Polycystic Ovary Syndrome Clinical Trial
Official title:
StructUred eduCation Programme to Improve Cardiovascular Risk in womEn With polycyStic Ovary Syndrome; SUCCESS Study
Polycystic Ovary syndrome (PCOS) is a common hormonal imbalance affecting about 12% of women
in the UK. The number of women with PCOS is rising. They suffer from a combination of
symptoms including excess hair, irregular/absent periods, and infertility. About 70% of women
with PCOS are obese or overweight, 10% develop type 2 diabetes (T2DM), and 30-40% have some
degrees of abnormality in controlling (metabolising) blood sugar. Studies have shown that if
women with PCOS make change to their lifestyle (diet and activity), they may reduce their
risk of getting diabetes and heart disease in the future. This study aims to develop and test
a programme that can be run in groups (structured education), to support women with PCOS make
the lifestyle changes needed to improve their PCOS and prevent future associated health
problems. Structured education programmes are suitable for use within the NHS and are already
recommended for individuals with T2DM, but have not been tested as a method of treatment for
PCOS which is a high risk condition for T2DM.
The investigators aim to initially develop a specific education programme for women with PCOS
using their expertise in their disease and defining their needs. The next step is to test
this programme on 160 women with PCOS who will be selected from the investigators database or
clinics. They will be divided randomly to two groups to receive either this programme or
routine care.
The investigators will give them an accelerometer (a very small portable device). This will
measure their physical activity and counts their daily steps. The investigators aim is to
increase their step count by at least 2000 steps per day after one year.
The investigators believe that the group given the structured education will show some
evidence of improvement in their glucose metabolism, and consequently decreased chance of
developing diabetes.
Overview of project plan:
Development of the structured education course: Year 1 (Phases 1&2)
Phase 1:
The SUCCESS intervention (structured education programme to improve cardiovascular risk in
women with PCOS) will be developed and piloted in line with the Medical Research Council's
framework for complex interventions. This will involve recruiting participants for focus
groups and interviews to allow the research group to develop a detailed understanding of what
the requirements of the structured education course are.

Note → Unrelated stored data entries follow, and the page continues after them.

PR #2623, opened 2024-06-27
upgrade-core-client-version-2.1.0

qiaozha:
pending https://github.com/Azure/azure-sdk-for-js/pull/30198 release


joheredi (commented):
We also need to update the codegen don't we? I only see changes in the generated tests and in the emitter package.json but none in the actual codegen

Inclusion criteria for patients in this phase is women with a clear diagnosis of PCOS based
on Rotterdam 2003 Criteria or National Institute of Health 1992 And 18< age <70 years
Participants will be recruited from a database of patients in our speciality clinic and also
primary care if needed and the interviews/ focus groups will be held in locations close to
the participant, or over the telephone.
Analysis of these sessions will provide invaluable data for the development of the structured
education course.
As part of this phase of the study we will perform a systematic review of the literature on
the previous lifestyle interventions in the PCOS.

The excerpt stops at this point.